> [Material provided]:
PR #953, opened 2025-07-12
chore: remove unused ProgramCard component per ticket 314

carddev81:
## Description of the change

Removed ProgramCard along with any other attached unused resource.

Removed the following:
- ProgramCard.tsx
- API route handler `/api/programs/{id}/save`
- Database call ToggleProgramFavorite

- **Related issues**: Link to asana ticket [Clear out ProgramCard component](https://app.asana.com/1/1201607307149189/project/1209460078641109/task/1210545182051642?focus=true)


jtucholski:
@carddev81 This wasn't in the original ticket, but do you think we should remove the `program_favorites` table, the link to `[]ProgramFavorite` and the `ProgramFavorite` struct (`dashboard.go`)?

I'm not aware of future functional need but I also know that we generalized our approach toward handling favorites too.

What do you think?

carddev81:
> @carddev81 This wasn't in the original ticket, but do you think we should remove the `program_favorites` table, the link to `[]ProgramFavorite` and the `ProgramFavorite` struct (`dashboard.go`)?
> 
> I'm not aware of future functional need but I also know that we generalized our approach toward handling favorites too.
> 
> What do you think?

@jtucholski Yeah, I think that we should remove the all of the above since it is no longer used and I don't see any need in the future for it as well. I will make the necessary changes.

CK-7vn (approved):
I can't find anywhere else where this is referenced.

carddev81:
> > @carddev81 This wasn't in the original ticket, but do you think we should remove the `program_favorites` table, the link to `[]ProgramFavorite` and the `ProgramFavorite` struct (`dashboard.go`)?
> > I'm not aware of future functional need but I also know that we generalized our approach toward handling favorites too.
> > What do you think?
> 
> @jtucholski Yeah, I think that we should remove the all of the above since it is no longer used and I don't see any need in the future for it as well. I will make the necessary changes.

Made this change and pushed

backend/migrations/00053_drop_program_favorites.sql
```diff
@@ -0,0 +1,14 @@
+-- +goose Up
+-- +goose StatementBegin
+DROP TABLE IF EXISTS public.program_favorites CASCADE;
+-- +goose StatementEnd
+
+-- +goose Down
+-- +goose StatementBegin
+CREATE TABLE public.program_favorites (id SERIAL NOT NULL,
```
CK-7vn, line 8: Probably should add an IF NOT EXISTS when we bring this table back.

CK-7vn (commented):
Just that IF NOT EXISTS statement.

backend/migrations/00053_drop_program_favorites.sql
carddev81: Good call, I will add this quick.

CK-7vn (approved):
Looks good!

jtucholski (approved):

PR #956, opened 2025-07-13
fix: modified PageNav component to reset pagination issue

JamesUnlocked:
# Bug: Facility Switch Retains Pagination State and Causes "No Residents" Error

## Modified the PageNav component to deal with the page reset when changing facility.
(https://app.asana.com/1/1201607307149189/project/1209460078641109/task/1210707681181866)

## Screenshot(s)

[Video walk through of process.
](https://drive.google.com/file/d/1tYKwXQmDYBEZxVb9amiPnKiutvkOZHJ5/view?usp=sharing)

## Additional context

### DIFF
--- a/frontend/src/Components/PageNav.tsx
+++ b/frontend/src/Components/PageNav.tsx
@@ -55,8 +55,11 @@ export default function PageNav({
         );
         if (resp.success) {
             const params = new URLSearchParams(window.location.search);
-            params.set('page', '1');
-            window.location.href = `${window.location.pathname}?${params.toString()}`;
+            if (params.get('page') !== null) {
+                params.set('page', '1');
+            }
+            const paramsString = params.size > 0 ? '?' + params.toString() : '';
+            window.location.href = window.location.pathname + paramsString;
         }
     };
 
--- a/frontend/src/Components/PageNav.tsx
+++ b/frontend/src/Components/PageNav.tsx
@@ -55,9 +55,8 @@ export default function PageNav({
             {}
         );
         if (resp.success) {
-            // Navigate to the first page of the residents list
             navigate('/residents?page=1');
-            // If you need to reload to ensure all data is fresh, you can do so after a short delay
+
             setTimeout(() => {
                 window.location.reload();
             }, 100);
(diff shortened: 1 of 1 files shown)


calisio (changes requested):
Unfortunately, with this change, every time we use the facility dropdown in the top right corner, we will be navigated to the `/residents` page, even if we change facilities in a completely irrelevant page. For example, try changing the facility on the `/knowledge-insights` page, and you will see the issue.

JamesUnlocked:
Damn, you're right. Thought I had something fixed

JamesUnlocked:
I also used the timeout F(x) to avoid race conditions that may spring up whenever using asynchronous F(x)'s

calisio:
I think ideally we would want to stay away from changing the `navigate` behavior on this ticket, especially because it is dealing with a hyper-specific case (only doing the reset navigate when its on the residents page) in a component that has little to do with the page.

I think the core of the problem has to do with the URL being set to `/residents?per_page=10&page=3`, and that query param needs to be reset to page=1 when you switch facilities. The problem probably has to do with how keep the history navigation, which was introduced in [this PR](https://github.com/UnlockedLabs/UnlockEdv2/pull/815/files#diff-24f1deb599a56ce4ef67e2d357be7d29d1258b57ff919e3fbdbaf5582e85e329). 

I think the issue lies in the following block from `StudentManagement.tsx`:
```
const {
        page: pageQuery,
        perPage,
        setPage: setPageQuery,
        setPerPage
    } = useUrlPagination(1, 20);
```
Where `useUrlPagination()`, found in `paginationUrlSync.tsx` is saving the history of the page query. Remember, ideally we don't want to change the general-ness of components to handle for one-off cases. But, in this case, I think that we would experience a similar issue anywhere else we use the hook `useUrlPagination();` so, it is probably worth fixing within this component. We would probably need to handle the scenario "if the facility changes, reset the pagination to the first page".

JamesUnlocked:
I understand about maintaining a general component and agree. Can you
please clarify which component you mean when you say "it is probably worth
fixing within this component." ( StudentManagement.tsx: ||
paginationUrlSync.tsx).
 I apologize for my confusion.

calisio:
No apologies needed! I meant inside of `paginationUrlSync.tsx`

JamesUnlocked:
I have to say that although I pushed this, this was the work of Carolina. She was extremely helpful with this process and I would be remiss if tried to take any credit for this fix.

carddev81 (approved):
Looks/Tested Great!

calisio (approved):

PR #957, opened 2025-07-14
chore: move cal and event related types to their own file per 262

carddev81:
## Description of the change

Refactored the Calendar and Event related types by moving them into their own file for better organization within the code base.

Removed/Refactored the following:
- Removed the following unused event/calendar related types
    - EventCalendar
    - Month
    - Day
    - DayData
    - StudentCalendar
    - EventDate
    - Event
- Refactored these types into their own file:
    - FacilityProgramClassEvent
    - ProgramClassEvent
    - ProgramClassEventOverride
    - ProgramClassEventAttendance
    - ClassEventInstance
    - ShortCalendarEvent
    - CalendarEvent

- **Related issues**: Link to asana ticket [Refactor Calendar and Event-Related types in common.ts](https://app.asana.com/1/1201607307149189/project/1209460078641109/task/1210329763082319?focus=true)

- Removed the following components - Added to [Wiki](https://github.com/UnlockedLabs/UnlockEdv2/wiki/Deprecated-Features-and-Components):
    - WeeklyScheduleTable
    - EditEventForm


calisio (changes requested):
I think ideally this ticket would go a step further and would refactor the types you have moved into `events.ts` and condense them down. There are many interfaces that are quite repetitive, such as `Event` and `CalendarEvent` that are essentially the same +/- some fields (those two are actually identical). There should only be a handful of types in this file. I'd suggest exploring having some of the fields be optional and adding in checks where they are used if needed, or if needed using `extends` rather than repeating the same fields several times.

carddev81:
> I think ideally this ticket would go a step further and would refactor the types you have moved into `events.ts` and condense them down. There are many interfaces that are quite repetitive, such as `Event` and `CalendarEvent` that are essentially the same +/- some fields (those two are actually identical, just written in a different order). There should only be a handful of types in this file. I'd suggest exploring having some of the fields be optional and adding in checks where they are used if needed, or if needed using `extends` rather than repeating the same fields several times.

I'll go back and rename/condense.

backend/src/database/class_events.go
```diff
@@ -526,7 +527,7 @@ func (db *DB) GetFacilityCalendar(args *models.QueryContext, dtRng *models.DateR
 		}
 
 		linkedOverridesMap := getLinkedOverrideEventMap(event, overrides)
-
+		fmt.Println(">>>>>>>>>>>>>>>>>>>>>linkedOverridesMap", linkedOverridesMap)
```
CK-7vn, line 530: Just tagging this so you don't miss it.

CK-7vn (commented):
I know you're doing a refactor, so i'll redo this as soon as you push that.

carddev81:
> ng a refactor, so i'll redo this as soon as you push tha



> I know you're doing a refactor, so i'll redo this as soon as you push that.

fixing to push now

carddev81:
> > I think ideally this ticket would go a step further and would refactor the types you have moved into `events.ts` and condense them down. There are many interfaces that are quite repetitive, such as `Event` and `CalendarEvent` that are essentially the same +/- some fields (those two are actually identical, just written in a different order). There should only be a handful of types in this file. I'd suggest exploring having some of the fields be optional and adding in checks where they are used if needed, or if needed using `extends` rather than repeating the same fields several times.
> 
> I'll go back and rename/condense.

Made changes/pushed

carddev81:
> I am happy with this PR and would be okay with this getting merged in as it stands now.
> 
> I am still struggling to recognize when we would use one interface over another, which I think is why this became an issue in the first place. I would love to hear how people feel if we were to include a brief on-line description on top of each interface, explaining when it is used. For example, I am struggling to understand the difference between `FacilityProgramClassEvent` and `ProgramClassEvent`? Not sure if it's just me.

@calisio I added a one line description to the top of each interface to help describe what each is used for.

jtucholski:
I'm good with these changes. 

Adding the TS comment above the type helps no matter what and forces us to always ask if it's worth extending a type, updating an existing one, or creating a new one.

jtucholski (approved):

* * *

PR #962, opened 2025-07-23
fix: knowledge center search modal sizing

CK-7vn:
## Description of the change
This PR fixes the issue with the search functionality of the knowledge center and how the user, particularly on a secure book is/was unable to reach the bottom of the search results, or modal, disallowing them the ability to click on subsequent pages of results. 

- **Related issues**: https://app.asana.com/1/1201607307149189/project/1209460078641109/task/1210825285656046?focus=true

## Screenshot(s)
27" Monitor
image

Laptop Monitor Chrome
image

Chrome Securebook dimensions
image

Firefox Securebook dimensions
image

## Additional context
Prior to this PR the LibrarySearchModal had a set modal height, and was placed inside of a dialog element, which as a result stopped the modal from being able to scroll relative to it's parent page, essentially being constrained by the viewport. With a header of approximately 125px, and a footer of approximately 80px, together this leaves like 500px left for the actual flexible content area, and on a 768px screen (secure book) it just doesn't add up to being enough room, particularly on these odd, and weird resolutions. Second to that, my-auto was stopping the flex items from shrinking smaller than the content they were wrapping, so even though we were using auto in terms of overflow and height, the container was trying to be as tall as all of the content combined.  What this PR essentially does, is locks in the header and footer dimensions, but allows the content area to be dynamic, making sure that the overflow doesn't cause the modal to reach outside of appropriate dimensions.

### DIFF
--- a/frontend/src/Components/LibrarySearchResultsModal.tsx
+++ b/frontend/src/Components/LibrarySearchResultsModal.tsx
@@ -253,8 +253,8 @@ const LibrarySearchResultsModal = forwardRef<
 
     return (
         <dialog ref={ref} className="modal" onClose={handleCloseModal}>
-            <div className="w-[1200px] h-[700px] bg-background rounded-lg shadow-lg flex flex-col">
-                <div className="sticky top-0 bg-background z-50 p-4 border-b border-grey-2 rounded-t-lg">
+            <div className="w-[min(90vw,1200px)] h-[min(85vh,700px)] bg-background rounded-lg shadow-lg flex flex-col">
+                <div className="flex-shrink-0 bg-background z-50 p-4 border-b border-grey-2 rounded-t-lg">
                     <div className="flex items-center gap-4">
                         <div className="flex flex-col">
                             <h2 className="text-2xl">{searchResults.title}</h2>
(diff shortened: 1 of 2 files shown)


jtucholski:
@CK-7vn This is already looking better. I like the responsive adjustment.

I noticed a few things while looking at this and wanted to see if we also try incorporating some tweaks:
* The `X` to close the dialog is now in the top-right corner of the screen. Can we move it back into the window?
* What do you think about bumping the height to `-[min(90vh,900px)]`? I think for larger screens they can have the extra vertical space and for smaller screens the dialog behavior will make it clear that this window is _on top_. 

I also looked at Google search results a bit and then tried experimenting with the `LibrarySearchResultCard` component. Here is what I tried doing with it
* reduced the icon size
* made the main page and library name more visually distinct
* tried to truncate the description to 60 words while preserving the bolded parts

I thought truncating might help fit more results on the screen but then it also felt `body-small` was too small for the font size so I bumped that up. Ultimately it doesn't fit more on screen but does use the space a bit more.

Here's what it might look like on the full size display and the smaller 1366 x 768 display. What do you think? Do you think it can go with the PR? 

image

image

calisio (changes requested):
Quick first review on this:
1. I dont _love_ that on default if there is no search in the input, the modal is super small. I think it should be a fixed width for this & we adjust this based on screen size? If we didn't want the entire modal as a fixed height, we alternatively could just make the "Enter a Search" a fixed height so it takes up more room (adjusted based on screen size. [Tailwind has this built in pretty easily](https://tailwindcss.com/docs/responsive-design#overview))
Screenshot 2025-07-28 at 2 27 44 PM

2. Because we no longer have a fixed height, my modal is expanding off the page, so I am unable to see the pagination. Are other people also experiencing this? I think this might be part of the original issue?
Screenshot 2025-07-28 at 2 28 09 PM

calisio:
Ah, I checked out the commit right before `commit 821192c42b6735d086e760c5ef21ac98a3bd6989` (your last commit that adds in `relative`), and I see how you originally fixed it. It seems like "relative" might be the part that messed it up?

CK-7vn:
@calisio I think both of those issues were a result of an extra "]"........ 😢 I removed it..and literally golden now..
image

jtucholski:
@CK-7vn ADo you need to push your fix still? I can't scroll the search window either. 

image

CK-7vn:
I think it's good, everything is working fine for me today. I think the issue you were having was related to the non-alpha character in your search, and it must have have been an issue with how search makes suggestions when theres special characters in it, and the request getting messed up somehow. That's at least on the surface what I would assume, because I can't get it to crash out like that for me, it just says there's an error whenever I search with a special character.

> [How to complete this task]:
Give only the number of lines in the material above that include the word "linkedOverridesMap".

> [Written solution]:
2